▶ [Problem to solve]: Your answer must consist of every line from the data below that includes the word "opened".

(Dataset entries)
++++++++++++++++++++

PR #3832, opened 2016-06-10
fix(password): save passwords as passwords, not text

### LINKED ISSUE #3799: Make sure that shown passwords are saved as passwords
Make sure that shown passwords are saved as passwords and not form data.

When users show the password field, I'm told it does not save the password, and instead saves it as regular form data (e.g. phone number).

True @shane-tomlinson @vladikoff?

TDA:
Fixes #3799 
Converts the text fields back to `type=password` before submission
@vladikoff 
@ryanfeeley

### DIFF
--- a/app/scripts/views/form.js
+++ b/app/scripts/views/form.js
@@ -199,6 +199,10 @@ define(function (require, exports, module) {
 
     _submitForm: notifyDelayedRequest(showButtonProgressIndicator(function () {
       var self = this;
+      // sets all password fields to type=password
+      self.$el.find('.password').each(function (i, el) {
+        el.type = 'password';
+      });
       return p()
           .then(_.bind(self.beforeSubmit, self))
           .then(function (shouldSubmit) {
--- a/app/tests/spec/views/form.js
+++ b/app/tests/spec/views/form.js
@@ -170,6 +170,20 @@ define(function (require, exports, module) {
         return testFormSubmitted();
       });
 
+      it('sets all password fields to type `password`', function () {
+        view.$('.password').each(function (i, el) {
+          el.type = 'text';
+        });
+        view.formIsValid = true;
+        view.enableSubmitIfValid();
+        return view.validateAndSubmit()
+                  .then(function () {
+                    self.$('.password').each(function (i, el) {
+                      assert.equal(el.type, 'password', 'password fields were not set properly');
+                    });
+                  });
+      });
+
       it('shows validation errors if isValid returns false', function () {
         view.formIsValid = false;
         view.enableSubmitIfValid();


vladikoff:
This needs unit tests.

app/scripts/views/form.js
```diff
@@ -199,6 +199,10 @@ define(function (require, exports, module) {
 
     _submitForm: notifyDelayedRequest(showButtonProgressIndicator(function () {
       var self = this;
+      // sets all password fields to type=password
+      self.$el.find('.password').each(function (i, el) {
+        el.type = self.getElementType('.password');
```
vladikoff: Using `self.getElementType('.password')` here is a bit confusing. getElementType looks up a series of password elements. should this just use `'password'`?

TDA:
@vladikoff Updated with tests and changed that to 'password' :)

app/scripts/views/form.js
```diff
@@ -199,6 +199,10 @@ define(function (require, exports, module) {
 
     _submitForm: notifyDelayedRequest(showButtonProgressIndicator(function () {
       var self = this;
+      // sets all password fields to type=password
+      self.$el.find('.password').each(function (i, el) {
```
shane-tomlinson: This seems like it should belong in the [password mixin](https://github.com/mozilla/fxa-content-server/blob/master/app/scripts/views/mixins/password-mixin.js) to keep password element related logic in one place.

TDA: Adding it there will need an event handler for submit as well, which is related to the form, and not the password field. I think it would be better to keep it here.
@shane-tomlinson

shane-tomlinson: > Adding it there will need an event handler for submit as well, which is related to the form, and not the password field. I think it would be better to keep it here.

mmm.. I'm trying to be pragmatic, and can understand your argument. At the same time, my feeling is that separating view show/hide password logic in this way is going to cause confusion in the future.

It seems like the proper thing to do is for the form to send a "hey, we are about to submit!" message out to entities that care before [`beforeSubmit`](https://github.com/mozilla/fxa-content-server/pull/3832/files#diff-1115514375ece0df300f7c60b8f56426R207). People that care (like the password mixin) could take some action, like convert all `.password` fields to `[type=password]`. That would keep password view logic out of form.js, and it keeps the core submit logic out of the password-mixin. I'd say use `beforeSubmit`, but that has a different purpose, which is to check whether the form should be submit.

The message I refer to could be a literal message using "this.emit", or it could be a function call that can be overridden.

shane-tomlinson:
@TDA - manual testing of this reveals some oddities. If the password is visible, Firefox only offers to save the password maybe 1/3 of the time. I haven't pinned down the exact cause, and how to ensure the password is saved. Possibly related to focus, possibly related to timing.

submit-no-save

ryanfeeley:
@shane-tomlinson Well spotted.

shane-tomlinson:
Some ideas we could try:

* on mousedown and keydown with the enter key, convert the text field to a password field, before the submit event is triggered.
* When "show" is toggled, overlay a text field on top of the password field. Any characters entered in the text field are copied to the password field. On mousedown and keydown with the enter key, remove the text field before the submit event is triggered.
* Only show the text when the "show" button is depressed, similar to IE's built in variant.

vladikoff:
> Some ideas we could try:

* Maybe Firefox should fix this? I think I saw a bug related to this

shane-tomlinson:
> Maybe Firefox should fix this? I think I saw a bug related to this 

Discussion so far is around fixing the text field being saved as a password, not saving the password into the password manager.

shane-tomlinson:
> Maybe Firefox should fix this? I think I saw a bug related to this

This also won't help users of out of date browsers, of which their are unfortunately many.

rfk:
From out-of-band discussion, it sounds like there's an additional measure we should take here: adding `autocomplete="off"` to the field when we morph it from a password to a text field.

shane-tomlinson:
> From out-of-band discussion, it sounds like there's an additional measure we should take here: adding autocomplete="off" to the field when we morph it from a password to a text field.

[We do that already](https://github.com/mozilla/fxa-content-server/blob/a2ff648d43af4ad0157d887610568691c7075bd0/app/scripts/views/mixins/password-mixin.js#L59)

TDA:
I proposed something stupid yesterday, but thought of recording it here anyway: Why not have an overlay span/div with the password text when `Show Password` is clicked?? that way, we can hide/show password without having to worry about the browser saving it for session restore, etc. and we can avoid changing the types of the input field.
@shane-tomlinson

shane-tomlinson:
@TDA - I'm going to close this until we have a clear path forward. A browser patch of some sort will be necessary.

PR #3837, opened 2016-06-11
fix(settings): cancel button resets values

### LINKED ISSUE #3544: When users cancel a settings change, forms should be reset
When users cancel a settings change, forms should be reset.

1. When users cancel changing their Display Name, the field should reset to the previous value
1. When users cancel changing their password, the password fields should be cleared.
1. When users cancel changing deleting their account, the password field should be cleared.

TDA:
Fixes #3544
On pressing cancel button, reverses the changes that were done by entering text into the input field:
1. Unfloats `floating_placeholder`
2. Adds back the placeholder text to the `input` field
3. Clears the `input` field

@vladikoff 
@ryanfeeley

### DIFF
--- a/app/scripts/templates/test_template.mustache
+++ b/app/scripts/templates/test_template.mustache
@@ -54,7 +54,11 @@
     <input type="checkbox" name="named-checkbox" data-novalue />
     <div class="input-row">
       <span class="label-helper"></span>
-      <input type="text" id="float_me" placeholder="placeholder text" />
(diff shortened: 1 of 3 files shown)


shane-tomlinson:
@TDA - can you leave a licecap of this in action so @ryanfeeley has an easier time reviewing?

TDA:
@shane-tomlinson Added screencap:
cancelbutton

PR #3839, opened 2016-06-13
fix(client): Filter unwanted fields in call to /recovery_email/status

### LINKED ISSUE #3838: Failing functional test: "sign in first in sync context, on second attempt credentials will be cached"
The error in the console is:

`Session expired. Sign in to continue.`

The problem is because the newest auth server returns unexpected fields `sessionVerified` and `emailVerified` in the call to `recovery_email/status`. This error in [account.js is thrown](https://github.com/mozilla/fxa-content-server/blob/bd7dec8da9ab12bcbabf50c60afd6844d2d7d861/app/scripts/models/account.js#L657) for `sessionVerified` but incorrectly reported:

```
  if (! _.contains(ALLOWED_KEYS, key)) {
    throw new Error(key + ' cannot be set on an Account');
  }
```

shane-tomlinson:
fixes #3838 

@vbudhram - mind an r on this?

This code came from [this part of #3671](https://github.com/mozilla/fxa-content-server/pull/3671/files#diff-341971be75d35dbd724949cda527a0efR628) which has already been given a tentative r+

### DIFF
--- a/app/scripts/lib/fxa-client.js
+++ b/app/scripts/lib/fxa-client.js
@@ -9,6 +9,7 @@
 define(function (require, exports, module) {
   'use strict';
 
+  var _ = require('underscore');
   var $ = require('jquery');
   var AuthErrors = require('lib/auth-errors');
   var Constants = require('lib/constants');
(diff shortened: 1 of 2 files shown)


shane-tomlinson:
I feel like there is a second part to this PR, or perhaps a follow on, that reports the correct error in the console and to the user whenever an invalid attribute is set on the Account model.

vbudhram:
Looks good! r+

++++++++++++++++++++

▶ [Solution for this problem]:
PR #3832, opened 2016-06-10
PR #3837, opened 2016-06-11
PR #3839, opened 2016-06-13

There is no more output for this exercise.